▸ Work to complete:
Find every line in the records below that holds the word "htmp", and copy each one.

** Data supplied follows **

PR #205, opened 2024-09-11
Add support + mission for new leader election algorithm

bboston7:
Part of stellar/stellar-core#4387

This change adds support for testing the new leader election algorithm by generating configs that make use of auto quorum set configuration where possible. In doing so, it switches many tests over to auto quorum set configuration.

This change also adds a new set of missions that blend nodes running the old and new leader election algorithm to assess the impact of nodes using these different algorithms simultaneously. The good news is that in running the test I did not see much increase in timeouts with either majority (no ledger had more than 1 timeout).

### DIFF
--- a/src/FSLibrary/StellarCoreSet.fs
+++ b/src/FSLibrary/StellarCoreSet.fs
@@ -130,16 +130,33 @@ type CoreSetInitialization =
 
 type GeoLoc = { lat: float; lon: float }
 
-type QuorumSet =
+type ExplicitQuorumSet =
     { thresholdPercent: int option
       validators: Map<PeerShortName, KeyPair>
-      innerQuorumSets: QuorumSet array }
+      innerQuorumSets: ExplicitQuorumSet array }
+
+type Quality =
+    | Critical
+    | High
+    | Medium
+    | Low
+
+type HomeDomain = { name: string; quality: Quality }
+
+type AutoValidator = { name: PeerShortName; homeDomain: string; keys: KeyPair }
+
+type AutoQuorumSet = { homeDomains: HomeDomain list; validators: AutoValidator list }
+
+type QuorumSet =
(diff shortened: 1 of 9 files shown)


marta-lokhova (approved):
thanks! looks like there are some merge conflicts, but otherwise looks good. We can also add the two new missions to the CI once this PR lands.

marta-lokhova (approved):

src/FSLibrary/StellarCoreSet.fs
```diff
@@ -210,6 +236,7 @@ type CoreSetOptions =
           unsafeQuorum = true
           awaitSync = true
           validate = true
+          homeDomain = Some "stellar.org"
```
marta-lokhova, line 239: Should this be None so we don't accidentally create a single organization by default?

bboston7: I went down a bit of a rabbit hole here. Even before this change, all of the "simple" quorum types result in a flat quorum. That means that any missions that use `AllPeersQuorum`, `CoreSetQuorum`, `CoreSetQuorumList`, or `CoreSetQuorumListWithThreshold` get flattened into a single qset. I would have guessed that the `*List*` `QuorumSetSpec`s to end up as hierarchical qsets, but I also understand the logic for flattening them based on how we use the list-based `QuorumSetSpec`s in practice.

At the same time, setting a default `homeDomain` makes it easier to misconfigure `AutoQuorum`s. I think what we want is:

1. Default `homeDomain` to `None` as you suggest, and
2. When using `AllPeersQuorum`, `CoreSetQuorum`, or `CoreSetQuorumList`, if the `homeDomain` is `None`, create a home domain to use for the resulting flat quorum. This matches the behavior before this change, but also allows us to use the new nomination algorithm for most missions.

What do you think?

** End of Data supplied **
** Data supplied follows **

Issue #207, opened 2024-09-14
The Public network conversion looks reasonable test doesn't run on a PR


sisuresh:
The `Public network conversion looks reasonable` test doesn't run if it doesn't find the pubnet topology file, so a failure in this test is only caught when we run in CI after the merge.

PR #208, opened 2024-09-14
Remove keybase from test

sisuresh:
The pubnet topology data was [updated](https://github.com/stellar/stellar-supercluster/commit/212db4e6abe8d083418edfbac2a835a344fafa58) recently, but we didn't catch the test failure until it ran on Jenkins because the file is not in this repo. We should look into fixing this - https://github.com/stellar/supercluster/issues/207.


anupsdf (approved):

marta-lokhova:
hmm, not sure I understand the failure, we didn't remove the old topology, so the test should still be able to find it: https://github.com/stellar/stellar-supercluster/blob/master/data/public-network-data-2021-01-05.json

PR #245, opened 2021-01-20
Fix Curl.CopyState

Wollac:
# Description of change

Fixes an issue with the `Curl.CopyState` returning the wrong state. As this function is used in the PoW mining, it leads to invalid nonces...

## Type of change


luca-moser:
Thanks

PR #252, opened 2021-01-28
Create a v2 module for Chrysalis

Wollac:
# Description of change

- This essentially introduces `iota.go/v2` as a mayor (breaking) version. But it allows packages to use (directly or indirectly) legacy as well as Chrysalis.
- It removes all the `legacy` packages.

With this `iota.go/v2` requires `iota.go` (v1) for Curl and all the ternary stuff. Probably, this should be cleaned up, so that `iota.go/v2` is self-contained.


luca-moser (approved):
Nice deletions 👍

** End of Data supplied **
** Data supplied follows **

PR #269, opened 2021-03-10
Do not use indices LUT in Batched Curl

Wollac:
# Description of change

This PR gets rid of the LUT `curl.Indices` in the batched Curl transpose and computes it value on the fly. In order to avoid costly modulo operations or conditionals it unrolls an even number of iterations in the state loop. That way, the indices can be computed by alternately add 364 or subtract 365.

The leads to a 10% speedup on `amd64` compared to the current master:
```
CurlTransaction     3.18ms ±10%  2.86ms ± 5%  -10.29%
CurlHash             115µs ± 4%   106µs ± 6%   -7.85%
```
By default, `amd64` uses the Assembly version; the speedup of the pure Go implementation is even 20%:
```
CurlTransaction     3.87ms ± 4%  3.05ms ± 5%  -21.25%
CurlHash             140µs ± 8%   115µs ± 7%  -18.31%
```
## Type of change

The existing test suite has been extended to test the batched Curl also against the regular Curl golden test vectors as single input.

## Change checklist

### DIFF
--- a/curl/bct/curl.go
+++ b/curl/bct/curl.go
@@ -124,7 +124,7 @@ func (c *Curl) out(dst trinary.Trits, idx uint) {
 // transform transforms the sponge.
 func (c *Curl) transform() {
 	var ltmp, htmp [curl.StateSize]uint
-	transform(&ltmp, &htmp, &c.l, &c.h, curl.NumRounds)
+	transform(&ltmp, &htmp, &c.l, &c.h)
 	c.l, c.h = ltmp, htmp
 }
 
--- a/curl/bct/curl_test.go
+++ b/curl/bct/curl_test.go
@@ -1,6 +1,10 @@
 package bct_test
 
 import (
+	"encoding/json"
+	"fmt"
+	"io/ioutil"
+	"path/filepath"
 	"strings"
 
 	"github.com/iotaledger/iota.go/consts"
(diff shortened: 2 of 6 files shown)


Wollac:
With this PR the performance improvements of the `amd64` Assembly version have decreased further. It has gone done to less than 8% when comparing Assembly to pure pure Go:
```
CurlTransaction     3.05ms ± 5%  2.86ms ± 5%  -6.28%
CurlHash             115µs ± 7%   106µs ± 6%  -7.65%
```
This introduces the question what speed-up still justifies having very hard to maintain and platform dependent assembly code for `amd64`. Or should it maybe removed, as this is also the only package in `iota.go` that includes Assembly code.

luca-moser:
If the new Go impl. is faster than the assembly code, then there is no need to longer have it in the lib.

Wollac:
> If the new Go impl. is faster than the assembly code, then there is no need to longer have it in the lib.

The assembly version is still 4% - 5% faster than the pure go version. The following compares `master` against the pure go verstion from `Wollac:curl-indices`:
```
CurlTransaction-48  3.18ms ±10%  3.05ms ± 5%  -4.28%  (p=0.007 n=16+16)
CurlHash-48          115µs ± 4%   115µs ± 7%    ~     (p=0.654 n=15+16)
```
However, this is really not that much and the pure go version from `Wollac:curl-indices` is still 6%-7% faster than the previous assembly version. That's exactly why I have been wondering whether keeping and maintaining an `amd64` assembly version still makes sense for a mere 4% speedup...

** End of Data supplied **

▸ Task response:
 	var ltmp, htmp [curl.StateSize]uint
-	transform(&ltmp, &htmp, &c.l, &c.h, curl.NumRounds)
+	transform(&ltmp, &htmp, &c.l, &c.h)
 	c.l, c.h = ltmp, htmp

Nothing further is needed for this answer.